Monday, October 16, 2006

Oh, Brother! When I’m Glad to Be an Only Child

There are days when I am especially grateful to be an only child. In fact, most days I feel this way. The only time I wasn’t glad about my “only” status was when my Dad died, and I didn’t have anyone to share the burden of taking care of Mom. But most days it feels great!

Only children can have all sorts of fun with comments like:
My parents believed in quality, not quantity
I’m my parent’s favorite. No, really, I am

And so on…there are lots of things I love (and loved) about being an only child. I’ll have to write a post on that sometime, but the post today is about something I completely do not understand…siblings!

My husband has four siblings – two sisters and two brothers. They are all married and have kids. At a recent family gathering, we noticed Brett’s one brother and his wife were acting “cool” toward us. Well, it bothered us, and on the way home that evening, we called their home to see if something was the matter. As far as we knew, we hadn’t done anything to offend them. When Brett got a hold of them, they gave him the “brush off” and said they were “too busy” to talk.

We just shrugged our shoulders and waited to see what would happen. Well, today, Brett called his brother, and it turns out they ARE mad at us. As Brett recounted the “reasons” to me, I couldn’t believe it, because:
a.) They were stupid reasons
b.) This is a family that is SUPPOSED to be Christians!

Anyway, here are the reasons:

Reason 1:
When Brett’s mom died, we traveled up to Geneva and stayed with this brother and his family. When their son developed appendicitis, we figured that the last thing they needed was houseguests and headed over to stay with Brett’s other brother. Apparently, they are mad at us because we didn’t offer to watch their other children while they went to the hospital.

My response:
They didn’t ask us to watch their kids! We would have totally done it if they’d asked. We were tired, traumatized, and not thinking straight. How they could hold this as a grudge for a year and a half, I just don’t know!

Reason 2:
Apparently, someone told them that I said the dress they buried my mother-in-law in was “not her color.”

My response:

Okay,
a.) I never said that, and
b.) Even if I had said that – it could have been out of grief, or even just an opinion, but that doesn’t matter, because
c.) I never said that

Reason 3:
Brett’s brother told him that we always “blow them off” when it comes to special events.

My response:
“Well, give us a little more warning.” They call us the day before the event and then expect us to drop everything to run to little Joey or Joshie’s birthday. We have plans on the weekends, and if you’d let us know about the party at least a week in advance – we’d plan to be there. That is just as much your fault as it is ours!

Reason 4:
When we were staying with them after Brett’s mom died (but before the Appendicitis Episode – in which we were so apparently un-thoughtful), my sister-in-law and I had (what I thought) was a really good heart-to-heart conversation. Afterwards, we both kept saying how good it was to get to know one another better. Well, now it comes out that I apparently said to her, “Wow, you’re not as bad as everyone says you are!”

My Response:
Now, you know me, so you know I would NEVER say that! Unbelievable! It’s like they just decided to start pulling things out of the air.

Reason 5:
Now, we’re getting down to brass tacks. Here’s the granddaddy of reasons – Brett’s brother told him that Brett must not love his family because he moved away!

My response:
Hello! I’ve got family, too! And besides, Brett wanted to move here. His brothers and sisters always treated him like a baby, so he wanted to get the heck out of Dodge. And Brett’s parents had 5 kids!!! There are four families right there to take care of his mom and dad. My mom and dad only had I child!!! Who would take care of my mom, huh? No one, that’s who! So there!

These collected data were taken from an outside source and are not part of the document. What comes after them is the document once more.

PR #3460, opened 2021-04-20
jmap_mail: replace Email/query on-disk cache with in-memory

rsto:
Replaces the on-disk Email/query cache with an in-memory cache. This allows to speed up consecutive email queries that page through the overall result.

As the cache is stored in memory, this only benefits requests over web sockets or kept-alive HTTP connections.

Config changes:

Deprecates the `jmap_emailsearch_db_path` option.
Introduces the `jmap_querycache_max_age` option.

Tested in https://github.com/cyrusimap/cassandane/tree/jmap_emailquery_cache_inprocess

### DIFF
--- a/lib/imapoptions
+++ b/lib/imapoptions
@@ -1121,10 +1121,19 @@ Blank lines and lines beginning with ``#'' are ignored.
    the same has to be done (cyr_dbtool) for each subscription database
    See improved_mboxlist_sort.html.*/
 
-{ "jmap_emailsearch_db_path", NULL, STRING, "3.1.6" }
+{ "jmap_emailsearch_db_path", NULL, STRING, "3.1.6", "UNRELEASED" }
 /* The absolute path to the JMAP email search cache file.  If not
    specified, JMAP Email/query and Email/queryChanges will not
    cache email search results. */
+
+{ "jmap_querycache_max_age", "0m", DURATION, "UNRELEASED" }
+/* The duration after which unused cached JMAP query results
+   must be evicted from process memory. If non-zero, then the
+   full result of the last query (before windowing) is stored
+   in-memory. Subsequent queries with the same expression and
+   query state can then page through the cached result.
+   A zero value disables query result caching.
+   This feature currently only is enabled for Email/query. */
 
 { "jmap_preview_annot", NULL, STRING, "3.1.1" }
 /* The name of the per-message annotation, if any, to store message
--- a/Makefile.am
+++ b/Makefile.am
@@ -646,7 +646,8 @@ cunit_TESTS = \
 	cunit/quota.testc \
 	cunit/rfc822tok.testc \
 	cunit/search_expr.testc \
-	cunit/seqset.testc
+	cunit/seqset.testc \
+	cunit/smallarrayu64.testc
 
 if SIEVE
 cunit_TESTS += cunit/sieve.testc
@@ -787,6 +788,7 @@ include_HEADERS = \
 	lib/retry.h \
 	lib/rfc822tok.h \
 	lib/signals.h \
+	lib/smallarrayu64.h \
 	lib/sqldb.h \
 	lib/strarray.h \
 	lib/strhash.h \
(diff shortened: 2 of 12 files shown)


ksmurchison (commented):
Looks sane to me, but I'm not a /query expert

lib/imapoptions
```diff
@@ -1115,11 +1115,20 @@ Blank lines and lines beginning with ``#'' are ignored.
    the same has to be done (cyr_dbtool) for each subscription database
    See improved_mboxlist_sort.html.*/
 
-{ "jmap_emailsearch_db_path", NULL, STRING, "3.1.6" }
+{ "jmap_emailsearch_db_path", NULL, STRING, "3.1.6", "3.5.0" }
```
elliefm, line 1118: Please use "UNRELEASED" rather than "3.5.0".  I'll fix it to whatever is correct at the time when this reaches a real release.

lib/imapoptions
```diff
@@ -1115,11 +1115,20 @@ Blank lines and lines beginning with ``#'' are ignored.
...
 /* The absolute path to the JMAP email search cache file.  If not
    specified, JMAP Email/query and Email/queryChanges will not
    cache email search results. */
 
+{ "jmap_querycache_max_age", "0m", DURATION, "3.5.0" }
```
elliefm, line 1123: Ditto re "UNRELEASED"

elliefm (commented):
(I've only skimmed this so far, haven't looked at the complicated bits, but the versions in imapoptions jumped out at me)

lib/imapoptions
rsto: Will do. I still hadn't grokked our versioning system.

lib/imapoptions
rsto: Ditto

imap/jmap_api.h
```diff
@@ -186,13 +186,31 @@ void jmap_getblob_ctx_fini(jmap_getblob_context_t *ctx);
...
     json_t *server_capabilities;
     long limits[JMAP_NUM_LIMITS];
+    // internal state
     ptrarray_t getblob_handlers; // array of jmap_getblob_handler
+    ptrarray_t handlers; // array of (malloced) jmap_handlers
 } jmap_settings_t;
 
+
+enum jmap_handler_event {
+    JMAP_HANDLE_SHUTDOWN      = (1 << 1), /* executed when httpd is shutdown. req is NULL */
```
ksmurchison, line 203: Not that it matters, but is there a reason why this doesn't start at (1 << 0) ?

imap/jmap_api.h
```diff
@@ -186,13 +186,31 @@ void jmap_getblob_ctx_fini(jmap_getblob_context_t *ctx);
...
+// executed before request-specific handlers
+typedef void jmap_req_preproc(jmap_req_t *req);
+
 typedef struct {
     hash_table methods;
     json_t *server_capabilities;
     long limits[JMAP_NUM_LIMITS];
+    // internal state
     ptrarray_t getblob_handlers; // array of jmap_getblob_handler
+    ptrarray_t handlers; // array of (malloced) jmap_handlers
```
ksmurchison, line 198: Should we call this something more specific like 'state_handlers' or 'context_handlers' ?

imap/jmap_api.h
rsto: No, that was just an oversight. Fixed.

rsto:
I also renamed `JMAP_HANDLER_RESET_CONN` to `JMAP_HANDLER_CLOSE_CONN`

brong:
I had to remove the include-in-fastmail again because it clashes with the uuid mailboxes branch :(

ksmurchison (approved):

rsto:
@brong this is ready for a new review.

Summary of main changes to previous version:

- Uses search result iterators to only traverse as many search hits as requested.
- Maps message part ids to an internal numeric representation for efficient storage.
- Introduces smallarrayu64 for to efficiently store numeric message part ids per match.
- Uses a linked list in contiguous memory for efficiently process findAllInThread requests.

Should we declare smallarrayu64_nth as extern inline?

PR #3466, opened 2021-04-23
more xsyslog conversions

elliefm:
As usual, please also build this, not just eyeball it.

This one might be on the edge of too big to review in one go.  Let me know if that's the case and I'll split it up a bit.

This one required Cassandane updates because a bunch of our replication tests want to check for specific things in syslog.  But I have already made those updates in a backward-compatible fashion and merged them to master, so as long as your Cassandane is up to date, it should still pass as usual.


rsto (approved):
I reviewed all of it and it looks good to me. The error messages now make more clear what went wrong. I built it on gcc 8.3.0 without issues.

PR #4780, opened 2024-01-03
SearchFuzzy.pm: do not use non-standard XSNIPPETS command

rsto:
The XSNIPPETS and XCONVMULTISTANDARD commands in Cyrus got deprecated, so don't keep our test using it.


ksmurchison (approved):
LGTM

PR #4782, opened 2024-01-04
xapian_wrap.cpp: query verbatim for terms using fullwidth form

rsto:
This works around an issue with Xapian 1.5 when indexing and querying for text containing codepoints in the Halfwidth and Fullwidth Forms Unicode block.

It does so by querying for both the terms as generated by the query parser and the form as generated by the term generator during indexing. This only is applied if the query actually contains at least on codepoint in that Unicode block.

The issue has been reported to the Xapian mailing list at https://lists.xapian.org/pipermail/xapian-devel/2024-January/003410.html


ksmurchison (approved):
I don't know anything about Xapian, so I'll trust that this fixes the problem

PR #4595, opened 2023-08-19
imapd.c:cmd_create() - remove dead code

dilyanpalauzov:

PR #4783, opened 2024-01-05
imapd.c: cleanup sending CREATE args to backend

ksmurchison:
(inspired by #4595)

### DIFF
--- a/imap/imapd.c
+++ b/imap/imapd.c
@@ -7708,25 +7708,23 @@ static void cmd_create(char *tag, char *name, struct dlist *extargs, int localon
 
                     // special use needs extended support, so pass through extargs
                     if (specialuse.len || uniqueid) {
+                        const char *sep = "";
+
                         prot_printf(s_conn->out, " (");
-                        int printsp = 0;
+
                         if (specialuse.len) {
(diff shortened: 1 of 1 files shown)


imap/imapd.c
```diff
@@ -7708,25 +7708,24 @@ static void cmd_create(char *tag, char *name, struct dlist *extargs, int localon
...
+
                         prot_printf(s_conn->out, " (");
-                        int printsp = 0;
+
                         if (specialuse.len) {
-                            if (printsp) prot_putc(' ', s_conn->out);
-                            printsp = 1;
-                            prot_printf(s_conn->out, "USE (%s)", buf_cstring(&specialuse));
+                            prot_printf(s_conn->out, "%sUSE (%s)",
+                                        sep, buf_cstring(&specialuse));
```
dilyanpalauzov, line 7717: As `sep` here is the empty string, it can be removed completely from `prot_printf("%s", sep);`.

rsto (changes requested):
Agree with @dilyanpalauzov's analysis. Otherwise this LGTM.

imap/imapd.c
ksmurchison: Fixed

rsto (approved):

PR #4786, opened 2024-01-09
sieve.pm: add test_vacation_multiple

ksmurchison:


cassandane/Cassandane/Cyrus/Sieve.pm
```diff
@@ -1964,6 +1964,40 @@ EOF
...
+    sleep 1;
+
+    xlog $self, "Deliver another message";
+    my $msg2 = $self->{gen}->generate(subject => "Message 2",
+                                      to => Cassandane::Address->new(localpart => 'cassandane', domain => 'example.com'));
+    $self->{instance}->deliver($msg2);
+
+    # Make sure that we only sent one response
+    my @resp = $self->{instance}->getsyslog(qr/smtpclient_open:/);
+    $self->assert_num_equals(1, scalar @resp);
```
elliefm, line 1998: This test will false-negative on systems where we were unable to inject our syslog replacement for whatever reason, because there won't be any saved lines for `getsyslog()` to read, and so even if Cyrus behaved correctly, `@resp` will be empty and the `assert_num_equals()` will fail.

Since the test hinges on being able to check for that log line, if the syslog replacement isn't available, we might as well short-circuit the whole test.  We don't currently have a magic function attribute to skip tests like that (... 🤔), but we can approximate it by checking for `have_syslog_replacement` near the top of the function and just returning early if it's false -- for an example of this, see `test_toggleable_debug_logging` in Simple.pm.

elliefm (changes requested):
Looks good, but there's one improvement to make it more robust if we couldn't inject our syslog replacement for some reason

cassandane/Cassandane/Cyrus/Sieve.pm
ksmurchison: Good call.  Check added.

elliefm (approved):

PR #4790, opened 2024-01-18
Fix missing troff format for some manpages in dist tarballs

J5lx:
I noticed that some commands do not have their manpages pre-generated in troff (i.e. the `man` format) in the dist tarballs, even though their HTML version is included. This PR adjusts the Makefile so the missing manpages are also included in troff and not just HTML.


elliefm (approved):
Oh, well spotted, thanks!

elliefm:
@elliefm when backporting, be careful to prune lines for tools that didn't exist yet

PR #4793, opened 2024-01-19
charset.c: Add 'len' argument to unicode_casemap()

ksmurchison:


rsto (approved):
`-1` isn't that common in the Cyrus codebase as sentinel value for zero-terminated strings but I think it's indeed better than using `0`.

ksmurchison:
I used -1 because that's what ICU4C is using and I can just pass that to u_strFromUTF8()

rsto:
Ah, even better then.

Continued Familial Ramblings:

The weird thing is that I can think of numerous things Brett and I could be (or have been) offended at. This particular brother and his family have never come to visit us, even though it is only and hour and a half away – yet, we manage to get up there every couple of months. Or how he broke his mother’s heart by eloping and not letting her see her firstborn son get married – or other things, but we’ve never mentioned them! We were trying to be Christ-like!

So, now we’ve got to figure out how to handle the situation. I can’t imagine going to another family gathering and seeing them there. Both Brett and I want to get this resolved, but we’re just not sure how. We are both a little stressed out about the whole situation – we’ve been praying about it, and hopefully the Lord will lead us to do the right thing.

But right now, I feel sorry for Brett having to go through this.

And, like I said, I’m feeling grateful that I’m an only child!